[ASSIGNMENT]:
Give every entry again, word for word.

Saved data entries:
+--
PR #527, opened 2026-07-24
feat(models): kind + sort filters on desktop and iPhone Discover

jamesbrink:
## Summary

Brings desktop and iPhone Discover to parity with the web catalog's filter set:

- **Kind chips** (Models / LoRAs / CLIP / Text encoders / VAEs / Tokenizers / ControlNet) on desktop `CatalogTab` and the iPhone catalog view — option lists shared via new `desktop/src/lib/catalogFilters.ts`, labels verbatim from the web topbar.
- **Sort selector** (Downloads / Rating / Recent) on both surfaces; `sort` param added to the shared `CatalogSearchParams` request layer. Defaults (`downloads`, All kinds) are omitted from the wire, mirroring the `source: "all"` pattern.
- Filter changes reset pagination to page 1 via the existing search watchers; manifest/installed rows are hidden client-side under a non-checkpoint kind; iPhone kind chips are a horizontally scrollable 44pt row, hidden in the Installed segment (kind clears entering Installed, like family).
- No persistence — matches the existing ephemeral-filter pattern.

## Test plan

- TDD: 7 new tests written red-first — `catalogFilters.test.ts` pins option values inside the server wire vocabulary (guards the 422 on unknown sort), URL-assertion tests in `api/catalog.test.ts`, component tests for page-1 reset + row hiding in `CatalogTab.test.ts` / `MobileCatalogView.test.ts`.
- `bun run check:frontend` green (studio 23, web 784, desktop 1967 tests + both builds); `bun run build:mobile` green; website docs gate green.

Docs: CHANGELOG, website desktop/iphone guides, apps/mobile/README, desktop/docs/feature-parity.md, mold SKILL.md.

https://claude.ai/code/session_01VQkSfCvSD58mgWE1Gt1E1J


jamesbrink:
Codex peer review flagged one P2: when browsing a remote host old enough to predate catalog sorting, a non-default sort is sent but silently ignored (download order returned). Decision: accepted as a known limitation rather than adding capability negotiation — the web catalog UI has always sent sort unconditionally with the same behavior against old servers, and the server-side sort vocabulary predates every host version currently supported by the desktop app's wire-compat floor. Revisit if /api/capabilities grows a catalog block.

PR #545, opened 2026-07-26
fix(web): allow catalog credential overrides

jamesbrink:
## Summary

- make web-saved Hugging Face and Civitai tokens override server environment defaults
- let clearing a saved override immediately reveal and reuse the environment fallback
- keep credential status masked while labeling Environment versus Saved override in web Settings
- add a symmetric `services.mold.civitaiTokenFile` NixOS option and document both token-file values as overridable defaults
- synchronize the changelog, README, canonical project guidance, API docs, catalog docs, remote workflow guidance, and NixOS deployment docs

## Root cause

The server resolver selected `HF_TOKEN` / `CIVITAI_TOKEN` before the owner-only saved credential and rejected PUT/DELETE requests whenever an environment token existed. That made environment-provided values immutable in the web interface instead of usable as defaults.

## Validation

- `nix develop -c cargo test -p mold-ai-server catalog_credentials::tests:: --lib` (7 passed)
- `bun run --cwd web test` (859 passed)
- `bun run --cwd web build`
- `bun run --cwd web fmt:check`
- `bun run --cwd website fmt:check`
- `bun run --cwd website verify`
- `bun run --cwd website build`
- `nix fmt nix/module.nix`
- evaluated `services.mold.civitaiTokenFile` through `nixpkgs.lib.nixosSystem`


jamesbrink:
Addressed the low-confidence Copilot summary note in 1038110b: credential status now trims and filters saved/environment values exactly like runtime resolution, with a regression test proving a whitespace-only saved value reports and uses the environment fallback.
+--
[OUTPUT OF THE EXERCISE]:
PR #527, opened 2026-07-24
feat(models): kind + sort filters on desktop and iPhone Discover

jamesbrink:
## Summary

Brings desktop and iPhone Discover to parity with the web catalog's filter set:

- **Kind chips** (Models / LoRAs / CLIP / Text encoders / VAEs / Tokenizers / ControlNet) on desktop `CatalogTab` and the iPhone catalog view — option lists shared via new `desktop/src/lib/catalogFilters.ts`, labels verbatim from the web topbar.
- **Sort selector** (Downloads / Rating / Recent) on both surfaces; `sort` param added to the shared `CatalogSearchParams` request layer. Defaults (`downloads`, All kinds) are omitted from the wire, mirroring the `source: "all"` pattern.
- Filter changes reset pagination to page 1 via the existing search watchers; manifest/installed rows are hidden client-side under a non-checkpoint kind; iPhone kind chips are a horizontally scrollable 44pt row, hidden in the Installed segment (kind clears entering Installed, like family).
- No persistence — matches the existing ephemeral-filter pattern.

## Test plan

- TDD: 7 new tests written red-first — `catalogFilters.test.ts` pins option values inside the server wire vocabulary (guards the 422 on unknown sort), URL-assertion tests in `api/catalog.test.ts`, component tests for page-1 reset + row hiding in `CatalogTab.test.ts` / `MobileCatalogView.test.ts`.
- `bun run check:frontend` green (studio 23, web 784, desktop 1967 tests + both builds); `bun run build:mobile` green; website docs gate green.

Docs: CHANGELOG, website desktop/iphone guides, apps/mobile/README, desktop/docs/feature-parity.md, mold SKILL.md.

https://claude.ai/code/session_01VQkSfCvSD58mgWE1Gt1E1J


jamesbrink:
Codex peer review flagged one P2: when browsing a remote host old enough to predate catalog sorting, a non-default sort is sent but silently ignored (download order returned). Decision: accepted as a known limitation rather than adding capability negotiation — the web catalog UI has always sent sort unconditionally with the same behavior against old servers, and the server-side sort vocabulary predates every host version currently supported by the desktop app's wire-compat floor. Revisit if /api/capabilities grows a catalog block.

PR #545, opened 2026-07-26
fix(web): allow catalog credential overrides

jamesbrink:
## Summary

- make web-saved Hugging Face and Civitai tokens override server environment defaults
- let clearing a saved override immediately reveal and reuse the environment fallback
- keep credential status masked while labeling Environment versus Saved override in web Settings
- add a symmetric `services.mold.civitaiTokenFile` NixOS option and document both token-file values as overridable defaults
- synchronize the changelog, README, canonical project guidance, API docs, catalog docs, remote workflow guidance, and NixOS deployment docs

## Root cause

The server resolver selected `HF_TOKEN` / `CIVITAI_TOKEN` before the owner-only saved credential and rejected PUT/DELETE requests whenever an environment token existed. That made environment-provided values immutable in the web interface instead of usable as defaults.

## Validation

- `nix develop -c cargo test -p mold-ai-server catalog_credentials::tests:: --lib` (7 passed)
- `bun run --cwd web test` (859 passed)
- `bun run --cwd web build`
- `bun run --cwd web fmt:check`
- `bun run --cwd website fmt:check`
- `bun run --cwd website verify`
- `bun run --cwd website build`
- `nix fmt nix/module.nix`
- evaluated `services.mold.civitaiTokenFile` through `nixpkgs.lib.nixosSystem`


jamesbrink:
Addressed the low-confidence Copilot summary note in 1038110b: credential status now trims and filters saved/environment values exactly like runtime resolution, with a regression test proving a whitespace-only saved value reports and uses the environment fallback.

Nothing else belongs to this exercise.